**Excerpted data**
PR #1570, opened 2016-06-14
Allow passing arguments into the test run

### LINKED ISSUE #720: Need a way to get test-specific command-line arguments at runtime
We are trying to implement NUnit in our project and hit a road block because of 2 things:

1. There is no way in which we can pass any parameter from command line to the test called.
2. We tried exploring "Category" feature if that can help in achieving the above point but again hit a roadblock as there is no way in which I can get the list of Categories passed using console runner.

Considering the below scenario, if I can get the list of all Categories which are passed during execution then I can write my own logic in code. This can also work as a minimal way of achieving the command line custom parameter passing (as explained in point#1).

[Test]
[Category("PDF")]
[Category("DOC")]
Public void SomeTest()
{
       string[] myCategories=TestContext.CurrentContext.Test.SelectedCategories;

            if (myCategories.Contains("PDF"))
            {
                ParsePDF();
            }
            else
            {
                if(myCategories.Contains("DOC")))
                {
                    ParseDoc();
                }
                else
                {
                    ParseHTML();
                }
            }
}

Proposed Syntax:
TestContext.CurrentContext.Test.SelectedCategories
- Should return list of string having each selected categories.

CharliePoole:
Fixes #720

I implemented it in the simplest way possible. Everything is a string until you decide to fetch it as an int, at which time it gets converted.

The Mono 3.2.8 failure in travis seems to be an infrastructure problem. I confirmed that by rerunning a successful build of master from about five hours ago and getting the same failure.

### DIFF
--- a/src/Common/nunit/CommandLineOptions.cs
+++ b/src/Common/nunit/CommandLineOptions.cs
@@ -86,6 +86,8 @@ namespace NUnit.Common
         private List<string> testList = new List<string>();
         public IList<string> TestList { get { return testList; } }
 
+        public string TestParameters { get; private set; }
+
         public string WhereClause { get; private set; }
         public bool WhereClauseSpecified { get { return WhereClause != null; } }
 
@@ -295,6 +297,23 @@ namespace NUnit.Common
 #endif
             this.Add("where=", "Test selection {EXPRESSION} indicating what tests will be run. See description below.",
                 v => WhereClause = RequiredValue(v, "--where"));
+
+            this.Add("params|D=", "Define a test parameter.",
+                v =>
+                {
+                    string parameters = RequiredValue( v, "--params");
+
+                    foreach (string param in parameters.Split(new[] { ';' }))
+                    {
+                        if (!param.Contains("="))
+                            ErrorMessages.Add("Invalid format for test parameter. Use NAME=VALUE.");
+                    }
+
+                    if (TestParameters == null)
+                        TestParameters = parameters;
+                    else
+                        TestParameters += ";" + parameters;
+                });
 
             this.Add("timeout=", "Set timeout for each test case in {MILLISECONDS}.",
                 v => defaultTimeout = RequiredInt(v, "--timeout"));
--- a/src/Common/nunit/CommandLineOptions.cs
+++ b/src/Common/nunit/CommandLineOptions.cs
@@ -298,7 +298,7 @@ namespace NUnit.Common
             this.Add("where=", "Test selection {EXPRESSION} indicating what tests will be run. See description below.",
                 v => WhereClause = RequiredValue(v, "--where"));
 
-            this.Add("params|D=", "Define a test parameter.",
+            this.Add("params|p=", "Define a test parameter.",
                 v =>
                 {
                     string parameters = RequiredValue( v, "--params");
--- a/src/NUnitFramework/framework/TestParameters.cs
+++ b/src/NUnitFramework/framework/TestParameters.cs
@@ -44,17 +44,23 @@ namespace NUnit.Framework
         /// <returns>Value of the paramter or null if not present</returns>
         public string Get(string name)
         {
-            return _parameters.ContainsKey(name) ? _parameters[name] : null;
+            return this[name];
         }
 
         public string Get(string name, string defaultValue)
         {
-            return _parameters.ContainsKey(name) ? _parameters[name] : defaultValue;
+            return this[name] ?? defaultValue;
         }
-        
-        public int Get(string name, int defaultValue)
+
+        public int GetInt(string name)
         {
-            return _parameters.ContainsKey(name) ? int.Parse(_parameters[name]) : defaultValue;
+            return GetInt(name, 0);
+        }
+
+        public int GetInt(string name, int defaultValue)
+        {
+            string val = this[name];
+            return val != null ? int.Parse(val) : defaultValue;
         }
 
         /// <summary>
--- a/src/NUnitFramework/framework/TestParameters.cs
+++ b/src/NUnitFramework/framework/TestParameters.cs
@@ -28,7 +28,7 @@ namespace NUnit.Framework
         }
 
         /// <summary>
-        /// Indexer is the only public access to the internal dictionary
+        /// Indexer provides access to the internal dictionary
         /// </summary>
         /// <param name="name">Name of the parameter</param>
         /// <returns>Value of the parameter or null if not present</returns>
@@ -41,22 +41,39 @@ namespace NUnit.Framework
         /// Get method is a simple alternative to the indexer
         /// </summary>
         /// <param name="name">Name of the paramter</param>
-        /// <returns>Value of the paramter or null if not present</returns>
+        /// <returns>Value of the parameter or null if not present</returns>
         public string Get(string name)
         {
             return this[name];
         }
 
+        /// <summary>
+        /// Get the value of a parameter or a default string
+        /// </summary>
+        /// <param name="name">Name of the parameter</param>
+        /// <param name="defaultValue">Default value of the parameter</param>
+        /// <returns>Value of the parameter or default value if not present</returns>
         public string Get(string name, string defaultValue)
         {
             return this[name] ?? defaultValue;
         }
 
+        /// <summary>
+        /// Get the int value of a parameter or zero
+        /// </summary>
+        /// <param name="name">Name of the parameter</param>
+        /// <returns>Value of the parameter or default value if not present</returns>
         public int GetInt(string name)
         {
             return GetInt(name, 0);
         }
 
+        /// <summary>
+        /// Get the int value of a parameter or a default int
+        /// </summary>
+        /// <param name="name">Name of the parameter</param>
+        /// <param name="defaultValue">Default value of the parameter</param>
+        /// <returns>Value of the parameter or default value if not present</returns>
         public int GetInt(string name, int defaultValue)
         {
             string val = this[name];
--- a/src/NUnitFramework/framework/TestParameters.cs
+++ b/src/NUnitFramework/framework/TestParameters.cs
@@ -1,0 +1,70 @@
+﻿using System;
+using System.Collections.Generic;
+using System.Text;
+
+namespace NUnit.Framework
+{
+    /// <summary>
+    /// TestParameters class holds any named parameters supplied to the test run
+    /// </summary>
+    public class TestParameters
+    {
+        private readonly Dictionary<string, string> _parameters = new Dictionary<string, string>();
+
+        /// <summary>
+        /// Gets the number of test parameters
+        /// </summary>
+        public int Count
+        {
+            get { return _parameters.Count; }
+        }
+
+        /// <summary>
+        /// Gets a collection of the test parameter names
+        /// </summary>
+        public ICollection<string> Names
+        {
+            get { return _parameters.Keys; }
+        }
+
+        /// <summary>
+        /// Indexer is the only public access to the internal dictionary
+        /// </summary>
+        /// <param name="name">Name of the parameter</param>
+        /// <returns>Value of the parameter or null if not present</returns>
+        public string this[string name]
+        {
+            get { return _parameters.ContainsKey(name) ? _parameters[name] : null; }
+        }
+
+        /// <summary>
+        /// Get method is a simple alternative to the indexer
+        /// </summary>
+        /// <param name="name">Name of the paramter</param>
+        /// <returns>Value of the paramter or null if not present</returns>
+        public string Get(string name)
+        {
+            return _parameters.ContainsKey(name) ? _parameters[name] : null;
+        }
+
+        public string Get(string name, string defaultValue)
+        {
+            return _parameters.ContainsKey(name) ? _parameters[name] : defaultValue;
+        }
+        
+        public int Get(string name, int defaultValue)
+        {
+            return _parameters.ContainsKey(name) ? int.Parse(_parameters[name]) : defaultValue;
+        }
+
+        /// <summary>
+        /// Adds a parameter to the list
+        /// </summary>
+        /// <param name="name">Name of the parameter</param>
+        /// <param name="value">Value of the parameter</param>
+        internal void Add(string name, string value)
+        {
+            _parameters[name] = value;
+        }
+    }
+}
--- a/src/NUnitFramework/framework/TestParameters.cs
+++ b/src/NUnitFramework/framework/TestParameters.cs
@@ -28,13 +28,23 @@ namespace NUnit.Framework
         }
 
         /// <summary>
+        /// Gets a flag indicating whether a parameter with the specified name exists.N
+        /// </summary>
+        /// <param name="name">Name of the parameter</param>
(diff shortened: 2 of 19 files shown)


rprouse:
Looks good, but it is late, so I am going to take another look in the morning. I will also want to create an issue to add this to `dotnet-test-nunit`.

src/Common/nunit/CommandLineOptions.cs
```diff
@@ -296,6 +298,23 @@ protected virtual void ConfigureOptions()
             this.Add("where=", "Test selection {EXPRESSION} indicating what tests will be run. See description below.",
                 v => WhereClause = RequiredValue(v, "--where"));
 
+            this.Add("params|D=", "Define a test parameter.",
+                v =>
+                {
+                    string parameters = RequiredValue( v, "--params");
+
+                    foreach (string param in parameters.Split(new[] { ';' }))
```
rprouse: Based on #1571, should we be using semi-colons, or is there an easy workaround to that issue?

src/Common/nunit/CommandLineOptions.cs
```diff
@@ -296,6 +298,23 @@ protected virtual void ConfigureOptions()
             this.Add("where=", "Test selection {EXPRESSION} indicating what tests will be run. See description below.",
                 v => WhereClause = RequiredValue(v, "--where"));
 
+            this.Add("params|D=", "Define a test parameter.",
```
rprouse: `--params` and `-D` seem a bit confusing especially since we aren't using `-p` or `-P`.

CharliePoole: @oznetmaster had asked for -D but I guess you're right. In addition to being the wrong letter, it's the first one where we would be using a capital letter. No reason to do that. I suggest we either use `params|p=` or `define|d=`

@oznetmaster do you want to weigh in on this?

src/Common/nunit/CommandLineOptions.cs
CharliePoole: Let me try it out when I get home to my Linux machine. We have had  the result option for a long time and nobody has brought up the semicolon before.

src/Common/nunit/CommandLineOptions.cs
CharliePoole: @nunit/core-team @nunit/contributors Defining a new command-line option is kind of a big deal, so please weigh in with your opinions!

oznetmaster: I prefer --define and --d, but it is only a preference.

rprouse: I think we should expand the help text here a bit. Maybe specify the format and that the parameters will be available in the `TestContext.Parameters`?

src/NUnitFramework/framework/TestParameters.cs
```diff
@@ -0,0 +1,70 @@
...
+        {
+            return _parameters.ContainsKey(name) ? _parameters[name] : null;
+        }
+
+        public string Get(string name, string defaultValue)
+        {
+            return _parameters.ContainsKey(name) ? _parameters[name] : defaultValue;
+        }
+        
+        public int Get(string name, int defaultValue)
```
rprouse: Do you think we should be more explicit with the names, `GetString` and `GetInt`? Most other C# API's follow that pattern.

CharliePoole: The underlying form returned by the indexer is string, so I figured GetString would be redundant. I thought about GetInt. I'm open to ideas - it would be great to get feedback from more folks here, since this forms part of our most important API - the one used by tests.

One option, of course, is to just toss out the Get methods and require the user to do any conversion.

src/Common/nunit/CommandLineOptions.cs
CharliePoole: I don't see a problem. I commented on #1571

src/Common/nunit/CommandLineOptions.cs
CharliePoole: Agreed.

CharliePoole:
I'll make final changes once we settle on the syntax.

src/Common/nunit/CommandLineOptions.cs
rprouse: I am okay with both forms, but I probably lean towards `--define|-d`. To me `--params` made me think that they would be passed in as parameters to test methods or fixtures. If we switch it to `--define`, should we rename the `TestParameters` class and the property on `TestContext` so they all match to prevent confusion? Maybe `TestDefines` and `TestContext.Defines`? Doesn't read as well, but I like consistency.

src/NUnitFramework/framework/TestParameters.cs
rprouse: I like the conversions, especially for a common type like `int`, so I don't want to see them dropped. I would prefer to see us write them once rather than consumers rewrite them many times.

An alternative might be to provide a number of string extension methods as a separate enhancement so they could write `.Get("name").AsInt(0)`. An `AsDateTime()` would also be useful for converting string DateTime values to real DateTimes since you can use DateTime in `TestCase`. Just a thought :smile:

CharliePoole: I started doing as a generic...

```C#
T Get<T>(string name, T defaultValue);
```

That's how we do it for `TestPackage.GetSetting` However, this is harder to implement because everything is stored as a string. The package settings are stored as objects. PackageSettings work because we are in control of what goes into the package and what we try to parse out of it.

If we implemented generic Get, and the user tried to do...

```C#
var x = TestContext.Parameters.Get("some_name", default_that_cant_be_parsed)
```

Then a runtime error would occur. Do you think that would be acceptable?

src/Common/nunit/CommandLineOptions.cs
CharliePoole: After our further discussion, I'm going with `--params|p` and sticking with `TestContext.Parameters`. The main motivating factor is that you call these "TestParameters" in the VS .runsettings file.

src/NUnitFramework/framework/TestParameters.cs
CharliePoole: Going with the following as a compromise...

```C#
string Get(string name);
string Get(string name, string defaultValue);
int GetInt(string name);
int GetInt(string name, int defaultValue);
```

Note that we can't use C# default argument values because we have a .NET 2.0 build.

The semantics of GetInt will be as follows...
1. If there is a value that can be parsed as an int, that will be returned.
2. If there is a value that fails parsing an exception will be thrown, causing the test to fail.
3. If there is no value, the default value will be returned. If there is no default provided, we have a choice of throwing an exception or returning a value like 0 or -1. Any thoughts on this?

CharliePoole:
Final changes are in as described on #720. Ready for final review and merge.

CharliePoole:
Travis Mono 3.2.8 build failing as it has for the past week. I sent in a support request.

src/NUnitFramework/framework/TestParameters.cs
```diff
@@ -44,17 +44,23 @@ public ICollection<string> Names
...
 
         public string Get(string name, string defaultValue)
         {
-            return _parameters.ContainsKey(name) ? _parameters[name] : defaultValue;
+            return this[name] ?? defaultValue;
         }
-        
-        public int Get(string name, int defaultValue)
+
+        public int GetInt(string name)
```
rprouse: I hate to be a pain, but these are all public API's and should have XMLDOC comments. Aren't they creating build warnings?

rprouse:
Add the documentation comments and I think we are good.

src/NUnitFramework/framework/TestParameters.cs
oznetmaster: How about GetDouble as well?

src/NUnitFramework/framework/TestParameters.cs
CharliePoole: What a pain! :-) Yeah, I worked too fast.

src/NUnitFramework/framework/TestParameters.cs
CharliePoole: If you have an actual need for it in your work, I could add it now. But I'd prefer not to add it speculatively because we can hardly ever remove anything once we add it. Same goes for DateTime, which @rprouse  had asked about.

CharliePoole: BTW, since the base value is passed as a string, adding new methods to the TestParameters class should be pretty trivial.

oznetmaster: It was the need for a double that started this whole thing for me (it is a tolerence kind of value), so yes, I think it would be useful.  I like @rprouse DateTime suggestion as well.

oznetmaster: Perhaps adding a generic <TValue> Get<Tvalue> (string name, TValue default value) would solve the problem?

CharliePoole: I'm OK with double. What about you @rprouse?

I suggested a generic Get earlier. The simplest approach is to use Convert.ChangeType. It will work for any T that is supported by IConvertible interface, which includes most common numeric types and DateTime. I'm happy to revert to this approach if you guys think it would be better for the future. @rprouse?

oznetmaster: I like having the generic Get<TValue> plus the plain non-generic Get that returns a string.

Perhaps there should be an Exists(string name) (or Contains) method as well.

Or maybe simply derive from Dictionary<string, string> but as a readonly collection?

That would eliminate a number of methods that are already in Dictionary.

CharliePoole:
Code I have locally for generic Get is pretty simple...

```C#
public T Get<T>(string name, T defaultValue)
{
    string val = this[name];
    return val != null ? (T)Convert.ChangeType(val, typeof(T), null) : defaultValue;
}
```

This would handle bool, Byte, char, most numeric types and DateTime. It would throw on any Types it could not handle. I don't think that's a problem, since we only need to convert strings you can enter on the command line.

I haven't pushed the code as I would want to remove GetInt and modify the tests to cover more types.

Which way shall we go guys - specific methods per Type or generic?

src/NUnitFramework/framework/TestParameters.cs
CharliePoole: I considered Exists(string name) but thought that for all practical purposes, getting the null back was sufficient.

I prefer aggregating the dictionary as now to inheritance. That way we only expose what we want people to see  and forwarding methods are easy to write.

oznetmaster: It is sometimes easier and cleaner to have an if (..Exists ("abc")) then an if (...Get("abc") = null).

Also, it generates less code.

CharliePoole: Fair enough.

oznetmaster: Actually, having the indexer for simple string value access, and the generic Get<T> for anything else may be cleaner.  Having a non-generic Get and a Generic get may be confusing.

rprouse: I am fine with the generic. Should it catch and rethrow an NUnit exception on conversion error, or just error the test? I am fine with either.

rprouse: As for `Exists`, I thought null was easier, `var param = TestContext.Parameters.Get("abc") ?? "default"`

CharliePoole:
Based on the comments, I'm going with generic.

I'll add Exists as well.

Let's get this finished!

src/NUnitFramework/framework/TestParameters.cs
oznetmaster: Why would you do that, when Get takes a default argument: Get ("abc", "default").

CharliePoole:
Ready for re-review, hopefully final. :-)

src/NUnitFramework/framework/TestParameters.cs
```diff
@@ -0,0 +1,94 @@
...
+        /// <summary>
+        /// Get method is a simple alternative to the indexer
+        /// </summary>
+        /// <param name="name">Name of the paramter</param>
+        /// <returns>Value of the parameter or null if not present</returns>
+        public string Get(string name)
+        {
+            return Exists(name) ? _parameters[name] : null;
+        }
+
```
oznetmaster: This is very inefficient.  Should be:

string value;
 _parameters.TryGetValue (name, out value)

return value;

CharliePoole: I used Exists for clarity, but it's basically as if I wrote...

```C#
if (_parameters.ContainsKey(name) return _parameters[name];
```

This is a pattern we use all over NUnit. If memory serves, it's because TryGetValue doesn't (or maybe didn't) exist on some platforms. As far as I have always understood, it's a little bit inefficient, but not enough to make me want to prematurely optimize it, especially at the expense of clarity. The various TryXxx functions always seem very hard to read. 

Do you have an estimate of how inefficient it is in a typical use? For that matter, since it's new, do we have any idea what typical use will be? I'm thinking of some small number of users having maybe three or four parameters so maybe that biases my approach.

oznetmaster: Using exists and then getting the value requires two completely independent lookups in the dictionary.  Trygetvalue only does a single lookup.  I never use the pattern you used.  As far as I know every platform has trygetvalue for the generic dictionary class.

---Sent from Boxer | http://getboxer.com

On June 17, 2016 at 9:08:04 AM GMT+8, CharliePoole <notifications@github.com> wrote:In src/NUnitFramework/framework/TestParameters.cs:  > + /// <returns>Value of the parameter or null if not present</returns> > + public string this[string name] > + { > + get { return Get(name); } > + } > + > + /// <summary> > + /// Get method is a simple alternative to the indexer > + /// </summary> > + /// <param name="name">Name of the paramter</param> > + /// <returns>Value of the parameter or null if not present</returns> > + public string Get(string name) > + { > + return Exists(name) ? _parameters[name] : null; > + } > +   I used Exists for clarity, but it's basically as if I wrote...  if (_parameters.ContainsKey(name) return _parameters[name];   This is a pattern we use all over NUnit. If memory serves, it's because TryGetValue doesn't (or maybe didn't) exist on some platforms. As far as I have always understood, it's a little bit inefficient, but not enough to make me want to prematurely optimize it, especially at the expense of clarity. The various TryXxx functions always seem very hard to read.   Do you have an estimate of how inefficient it is in a typical use? For that matter, since it's new, do we have any idea what typical use will be? I'm thinking of some small number of users having maybe three or four parameters so maybe that biases my approach.  —You are receiving this because you were mentioned.Reply to this email directly, view it on GitHub, or mute the thread.

rprouse:
I think users are likely to use a few dozen of these at most in their tests and I also think we have more serious memory and performance issues that we can look at. It is likely a bit less efficient this way, but I don't think it is enough to worry about. Right now, my priority is getting the 3.4 release ready.

oznetmaster:
How are quotations marks included in a string parameter?

oznetmaster:
This seems to be missing T Get (string name) method which would return default(T) if the parameter is not there.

**Task details**
Go over the entries above and say how many lines hold the string "runtime", with no other text.

**Written answer**
2